-- Dataset entries follows --
PR #13167, opened 2022-07-23
[boschindego] Fix communication error when smart mowing is disabled

### LINKED ISSUE #13163: [boschindego] COMMUNICATION_ERROR No content returned
Since two weeks or so I get "COMMUNICATION_ERROR No content returned" with the binding. Some values are not returned anymore (e.g. battery temperature, battery soc, battery voltage).

I am using openHAB 3.3 with openHABian, binding version is 3.4.0.202207031005. I did reinstall the binding several times.

Any ideas?

Thanks for help!

jlaur:
With smart mowing disabled and channel **nextCutting** linked, binding would go **OFFLINE** with **COMMUNICATION_ERROR**.

This happened because server in this case returns empty response with HTTP code 204 ("No Content"), which would throw `IndegoInvalidResponseException`. This is now being directly handled so that deserialization or other errors will still be handled correctly as errors.

Same fix applied for channel **lastCutting** for the specific case of a brand new mower without any cuts yet.

Tested with smart mowing enabled as well as disabled. When disabled, channel **nextCutting** will be updated to **UNDEF**.

Regression of #12989
Fixes #13163

### DIFF
--- a/bundles/org.openhab.binding.boschindego/src/main/java/org/openhab/binding/boschindego/internal/IndegoController.java
+++ b/bundles/org.openhab.binding.boschindego/src/main/java/org/openhab/binding/boschindego/internal/IndegoController.java
@@ -643,8 +643,14 @@ public class IndegoController {
      * @throws IndegoException if any communication or parsing error occurred
      */
     public @Nullable Instant getPredictiveLastCutting() throws IndegoAuthenticationException, IndegoException {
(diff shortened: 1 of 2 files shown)


jlaur:
@lolodomo - if you find time, please have a look at this one. It would be nice to have merged before first 3.4 milestone as it fixes a feature that will also be included in that milestone.

lolodomo (approved):
LGTM, thank you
-- Dataset entries concluded --
**Aim of the exercise**
Pull out each line of the listing that holds the string "binding".

**Written solution**
Since two weeks or so I get "COMMUNICATION_ERROR No content returned" with the binding. Some values are not returned anymore (e.g. battery temperature, battery soc, battery voltage).
I am using openHAB 3.3 with openHABian, binding version is 3.4.0.202207031005. I did reinstall the binding several times.
With smart mowing disabled and channel **nextCutting** linked, binding would go **OFFLINE** with **COMMUNICATION_ERROR**.
--- a/bundles/org.openhab.binding.boschindego/src/main/java/org/openhab/binding/boschindego/internal/IndegoController.java
+++ b/bundles/org.openhab.binding.boschindego/src/main/java/org/openhab/binding/boschindego/internal/IndegoController.java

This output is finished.